_GIVEN RECORDS_.

+--

PR #3129, opened 2023-11-03
[FIX] clipboard: traceback on paste from copy after deleting that sheet

khpa-odoo:
## Description:
If the sheet containing copy zone was deleted before paste, it lead to a
traceback.

The issue occurred since the method `getValidationRuleForCell` tried to access
the sheet of copied clipboard content, which now did not exist.

**Additional multi-user manipulation issues:**
i. "CREATE_SHEET"
ii."DUPLICATE_SHEET"

 **_Steps to reproduce_** :-
- User 1 performs (i) or (ii)
- User 2 copies some cells from newly created sheet and moves to some other sheet.
- User 1 performs undo (effectively deleting newly created sheet)
- User 2 hits "paste" => traceback due to same aforementioned reason.

This PR fixes these issues by tweaking the method to return the data validation
rules only if the sheet containing copy zone exists, else return undefined.
(just like how conditional format rules work)

Task: : [3580276](https://www.odoo.com/web#id=3580276&menu_id=4720&cids=2&action=333&active_id=2328&model=project.task&view_type=form)

## review checklist

- [ ] exportable in excel
- [ ] unit tested
- [ ] clean commented code
- [ ] track breaking changes

### DIFF
--- a/src/plugins/core/data_validation.ts
+++ b/src/plugins/core/data_validation.ts
@@ -134,6 +134,9 @@ export class DataValidationPlugin
   }
 
   getValidationRuleForCell({ sheetId, col, row }: CellPosition): DataValidationRule | undefined {
+    if (!this.rules[sheetId]) {
+      return undefined;
+    }
     for (const rule of this.rules[sheetId]) {
       for (const range of rule.ranges) {
         if (isInside(col, row, range.zone)) {
--- a/tests/clipboard/clipboard_plugin.test.ts
+++ b/tests/clipboard/clipboard_plugin.test.ts
@@ -240,6 +240,23 @@ describe("clipboard", () => {
     expect(getCell(model, "A2", sheet2Id)).toBe(undefined);
   });
 
+  test("can paste even if sheet containing copy zone has been deleted", () => {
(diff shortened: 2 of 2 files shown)


src/plugins/core/data_validation.ts
```diff
@@ -134,10 +134,12 @@ export class DataValidationPlugin
   }
 
   getValidationRuleForCell({ sheetId, col, row }: CellPosition): DataValidationRule | undefined {
-    for (const rule of this.rules[sheetId]) {
-      for (const range of rule.ranges) {
-        if (isInside(col, row, range.zone)) {
-          return rule;
+    if (this.rules[sheetId]) {
```
LucasLefevre, line 137: With this appraoach , we'll end up with many many and more and more indentation levels. It hurts readability
Prefer an early return in those cases.
```ts
if (!this.rules[sheetId]) {
  return;
}
```

khpa-odoo: Okay, noted!
Applied the change :+1:

LucasLefevre (approved):
robodoo r+
thanks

+--

_ASSIGNED TASK_. Show every line above in which the word "core" is found.

_SOLUTION TO THE PROBLEM_.
--- a/src/plugins/core/data_validation.ts
+++ b/src/plugins/core/data_validation.ts
src/plugins/core/data_validation.ts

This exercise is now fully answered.